■ **What you should do**
Search term "enforced": please copy every line of the records below that contains it.

(Dataset excerpts)

──────────

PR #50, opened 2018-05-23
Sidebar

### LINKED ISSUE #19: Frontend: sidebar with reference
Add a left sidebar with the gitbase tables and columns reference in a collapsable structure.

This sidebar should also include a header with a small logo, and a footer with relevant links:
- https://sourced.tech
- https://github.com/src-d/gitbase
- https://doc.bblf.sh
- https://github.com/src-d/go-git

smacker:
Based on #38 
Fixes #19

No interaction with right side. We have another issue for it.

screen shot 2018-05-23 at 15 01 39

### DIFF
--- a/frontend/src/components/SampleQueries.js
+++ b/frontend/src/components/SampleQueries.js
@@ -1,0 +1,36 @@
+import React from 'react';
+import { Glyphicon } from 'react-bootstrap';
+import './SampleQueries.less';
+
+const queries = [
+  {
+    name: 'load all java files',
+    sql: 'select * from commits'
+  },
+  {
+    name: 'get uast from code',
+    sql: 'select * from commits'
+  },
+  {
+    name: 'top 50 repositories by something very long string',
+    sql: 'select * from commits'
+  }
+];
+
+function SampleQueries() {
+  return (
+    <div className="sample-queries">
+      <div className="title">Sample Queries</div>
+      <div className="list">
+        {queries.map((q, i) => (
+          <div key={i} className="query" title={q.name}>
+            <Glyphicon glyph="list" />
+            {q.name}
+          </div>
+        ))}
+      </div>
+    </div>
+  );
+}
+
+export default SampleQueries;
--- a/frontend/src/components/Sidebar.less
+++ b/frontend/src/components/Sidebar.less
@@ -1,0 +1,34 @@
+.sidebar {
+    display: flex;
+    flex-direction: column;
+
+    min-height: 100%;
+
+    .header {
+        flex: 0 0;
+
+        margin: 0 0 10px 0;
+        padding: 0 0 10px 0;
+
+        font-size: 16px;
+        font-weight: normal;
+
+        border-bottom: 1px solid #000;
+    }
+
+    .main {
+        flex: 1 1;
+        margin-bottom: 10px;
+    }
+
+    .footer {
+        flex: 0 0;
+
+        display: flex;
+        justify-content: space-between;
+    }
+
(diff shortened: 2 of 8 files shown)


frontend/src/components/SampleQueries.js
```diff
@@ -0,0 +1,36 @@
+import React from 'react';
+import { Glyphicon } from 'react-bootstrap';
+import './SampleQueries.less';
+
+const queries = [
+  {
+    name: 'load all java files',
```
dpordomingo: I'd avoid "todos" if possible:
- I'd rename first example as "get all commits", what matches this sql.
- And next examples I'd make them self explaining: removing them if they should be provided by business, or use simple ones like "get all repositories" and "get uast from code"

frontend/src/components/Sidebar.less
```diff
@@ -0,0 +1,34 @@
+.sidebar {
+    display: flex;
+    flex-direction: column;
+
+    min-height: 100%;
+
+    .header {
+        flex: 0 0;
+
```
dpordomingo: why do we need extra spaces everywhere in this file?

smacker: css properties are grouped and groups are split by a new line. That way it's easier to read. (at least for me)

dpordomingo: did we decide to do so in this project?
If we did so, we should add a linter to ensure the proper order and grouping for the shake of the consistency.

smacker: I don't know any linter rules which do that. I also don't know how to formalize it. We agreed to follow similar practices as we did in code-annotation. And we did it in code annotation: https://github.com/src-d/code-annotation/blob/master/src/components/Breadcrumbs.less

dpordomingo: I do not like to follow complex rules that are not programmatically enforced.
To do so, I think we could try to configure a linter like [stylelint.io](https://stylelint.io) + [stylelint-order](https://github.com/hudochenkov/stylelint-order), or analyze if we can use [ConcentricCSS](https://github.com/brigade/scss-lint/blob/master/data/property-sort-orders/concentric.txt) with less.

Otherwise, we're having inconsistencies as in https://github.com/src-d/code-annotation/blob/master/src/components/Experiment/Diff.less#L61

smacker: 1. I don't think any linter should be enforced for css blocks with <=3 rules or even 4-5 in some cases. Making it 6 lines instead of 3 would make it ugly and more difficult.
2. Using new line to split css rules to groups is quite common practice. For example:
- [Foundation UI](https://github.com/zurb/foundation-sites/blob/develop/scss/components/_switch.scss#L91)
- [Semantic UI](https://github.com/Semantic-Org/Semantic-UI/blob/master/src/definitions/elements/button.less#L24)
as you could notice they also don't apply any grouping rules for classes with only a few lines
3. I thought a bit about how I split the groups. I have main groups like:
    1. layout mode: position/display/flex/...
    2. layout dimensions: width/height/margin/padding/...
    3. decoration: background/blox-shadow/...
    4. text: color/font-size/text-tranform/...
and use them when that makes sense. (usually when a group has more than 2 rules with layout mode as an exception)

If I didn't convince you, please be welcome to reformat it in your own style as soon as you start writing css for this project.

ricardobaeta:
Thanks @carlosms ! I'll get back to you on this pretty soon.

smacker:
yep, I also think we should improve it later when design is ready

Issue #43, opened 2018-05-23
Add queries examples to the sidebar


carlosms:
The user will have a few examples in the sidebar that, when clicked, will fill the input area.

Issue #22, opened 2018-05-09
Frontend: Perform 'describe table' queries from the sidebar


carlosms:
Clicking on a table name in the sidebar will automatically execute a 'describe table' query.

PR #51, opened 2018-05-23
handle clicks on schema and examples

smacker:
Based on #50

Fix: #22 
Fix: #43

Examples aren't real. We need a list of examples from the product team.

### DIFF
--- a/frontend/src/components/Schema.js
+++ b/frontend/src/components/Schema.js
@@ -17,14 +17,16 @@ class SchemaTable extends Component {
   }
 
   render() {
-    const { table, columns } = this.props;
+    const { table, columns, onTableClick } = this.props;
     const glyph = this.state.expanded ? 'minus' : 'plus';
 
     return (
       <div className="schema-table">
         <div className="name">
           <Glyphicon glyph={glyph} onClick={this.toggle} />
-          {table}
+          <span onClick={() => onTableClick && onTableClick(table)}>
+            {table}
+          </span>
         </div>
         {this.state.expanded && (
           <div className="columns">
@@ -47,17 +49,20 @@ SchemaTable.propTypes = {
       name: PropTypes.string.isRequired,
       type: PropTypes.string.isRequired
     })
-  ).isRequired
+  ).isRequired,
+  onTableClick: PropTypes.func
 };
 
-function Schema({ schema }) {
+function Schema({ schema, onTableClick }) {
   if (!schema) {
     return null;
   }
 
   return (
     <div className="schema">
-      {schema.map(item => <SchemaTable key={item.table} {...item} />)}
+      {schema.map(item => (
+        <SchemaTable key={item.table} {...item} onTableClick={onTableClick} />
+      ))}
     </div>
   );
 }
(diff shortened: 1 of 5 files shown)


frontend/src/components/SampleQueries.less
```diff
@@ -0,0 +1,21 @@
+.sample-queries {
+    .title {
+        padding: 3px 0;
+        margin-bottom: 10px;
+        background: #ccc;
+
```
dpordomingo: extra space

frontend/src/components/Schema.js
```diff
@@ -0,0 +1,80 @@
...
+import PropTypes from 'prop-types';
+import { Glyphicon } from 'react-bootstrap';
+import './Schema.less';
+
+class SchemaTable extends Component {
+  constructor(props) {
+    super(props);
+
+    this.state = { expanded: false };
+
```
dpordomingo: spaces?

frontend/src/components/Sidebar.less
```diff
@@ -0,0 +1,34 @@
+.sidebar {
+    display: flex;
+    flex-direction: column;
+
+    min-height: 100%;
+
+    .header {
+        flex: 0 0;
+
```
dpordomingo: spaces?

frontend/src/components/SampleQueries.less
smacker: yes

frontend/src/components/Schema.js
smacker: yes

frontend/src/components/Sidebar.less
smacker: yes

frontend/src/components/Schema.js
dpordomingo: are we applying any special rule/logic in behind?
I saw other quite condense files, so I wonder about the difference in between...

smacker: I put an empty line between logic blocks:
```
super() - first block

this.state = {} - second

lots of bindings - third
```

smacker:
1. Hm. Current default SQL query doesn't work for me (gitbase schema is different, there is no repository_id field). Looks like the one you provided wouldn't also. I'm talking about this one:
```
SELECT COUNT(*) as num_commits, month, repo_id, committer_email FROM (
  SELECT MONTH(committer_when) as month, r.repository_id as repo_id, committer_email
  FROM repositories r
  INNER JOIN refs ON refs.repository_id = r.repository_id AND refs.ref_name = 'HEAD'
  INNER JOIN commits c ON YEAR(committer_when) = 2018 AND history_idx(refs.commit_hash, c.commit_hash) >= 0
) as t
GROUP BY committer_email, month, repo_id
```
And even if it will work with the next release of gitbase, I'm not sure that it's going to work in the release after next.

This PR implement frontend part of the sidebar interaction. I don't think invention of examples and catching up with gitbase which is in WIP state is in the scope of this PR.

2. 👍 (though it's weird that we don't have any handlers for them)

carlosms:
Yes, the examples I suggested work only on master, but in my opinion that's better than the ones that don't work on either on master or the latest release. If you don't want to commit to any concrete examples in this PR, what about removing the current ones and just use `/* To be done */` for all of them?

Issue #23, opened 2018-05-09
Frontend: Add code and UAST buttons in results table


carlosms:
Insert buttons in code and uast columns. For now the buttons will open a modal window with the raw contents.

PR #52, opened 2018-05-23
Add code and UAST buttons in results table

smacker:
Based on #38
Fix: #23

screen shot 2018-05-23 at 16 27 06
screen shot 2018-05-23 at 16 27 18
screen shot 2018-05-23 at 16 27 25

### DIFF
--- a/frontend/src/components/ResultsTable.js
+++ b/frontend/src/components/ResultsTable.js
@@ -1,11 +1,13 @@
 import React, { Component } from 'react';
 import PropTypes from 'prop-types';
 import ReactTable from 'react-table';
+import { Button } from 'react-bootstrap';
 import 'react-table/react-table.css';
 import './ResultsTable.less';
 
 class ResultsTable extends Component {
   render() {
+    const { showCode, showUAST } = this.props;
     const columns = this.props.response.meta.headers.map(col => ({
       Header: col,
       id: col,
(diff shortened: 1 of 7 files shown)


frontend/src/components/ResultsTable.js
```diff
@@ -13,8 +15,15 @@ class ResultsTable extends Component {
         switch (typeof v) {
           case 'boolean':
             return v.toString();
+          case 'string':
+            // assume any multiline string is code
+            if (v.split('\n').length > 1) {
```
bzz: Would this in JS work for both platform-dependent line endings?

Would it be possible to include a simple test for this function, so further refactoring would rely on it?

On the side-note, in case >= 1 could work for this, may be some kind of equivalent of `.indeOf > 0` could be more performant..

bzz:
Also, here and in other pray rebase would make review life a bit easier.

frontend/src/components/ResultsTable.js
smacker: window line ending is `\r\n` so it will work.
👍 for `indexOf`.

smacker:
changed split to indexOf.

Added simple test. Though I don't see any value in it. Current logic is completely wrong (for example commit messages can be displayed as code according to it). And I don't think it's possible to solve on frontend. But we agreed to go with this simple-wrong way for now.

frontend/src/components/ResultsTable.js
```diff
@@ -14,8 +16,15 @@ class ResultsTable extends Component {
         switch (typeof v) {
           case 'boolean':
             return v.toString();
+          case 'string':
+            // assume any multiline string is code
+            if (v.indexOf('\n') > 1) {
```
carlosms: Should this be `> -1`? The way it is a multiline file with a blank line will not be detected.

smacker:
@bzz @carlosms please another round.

──────────

■ **Task solution**
dpordomingo: I do not like to follow complex rules that are not programmatically enforced.
smacker: 1. I don't think any linter should be enforced for css blocks with <=3 rules or even 4-5 in some cases. Making it 6 lines instead of 3 would make it ugly and more difficult.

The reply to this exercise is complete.